→ Supplied data:
------------------------------------

PR #168, opened 2020-08-13
Collect firestore accessors into a single object

balderdash:
We had a file called `corestore.ts` that had a bunch of functions for talking to firestore. This PR moves those functions into a single datastore accessor object as a first step to being able to swap out the data store with Maisha's REST API. Which backend to use is configurable in `store/config.ts`, and that config is passed into `initializeStore()` in `transport/datastore` which creates the appropriate datastore object.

------------------------------------

→ Exercise details: Repeat the lines above exactly.

→ Exercise response:
PR #168, opened 2020-08-13
Collect firestore accessors into a single object

balderdash:
We had a file called `corestore.ts` that had a bunch of functions for talking to firestore. This PR moves those functions into a single datastore accessor object as a first step to being able to swap out the data store with Maisha's REST API. Which backend to use is configurable in `store/config.ts`, and that config is passed into `initializeStore()` in `transport/datastore` which creates the appropriate datastore object.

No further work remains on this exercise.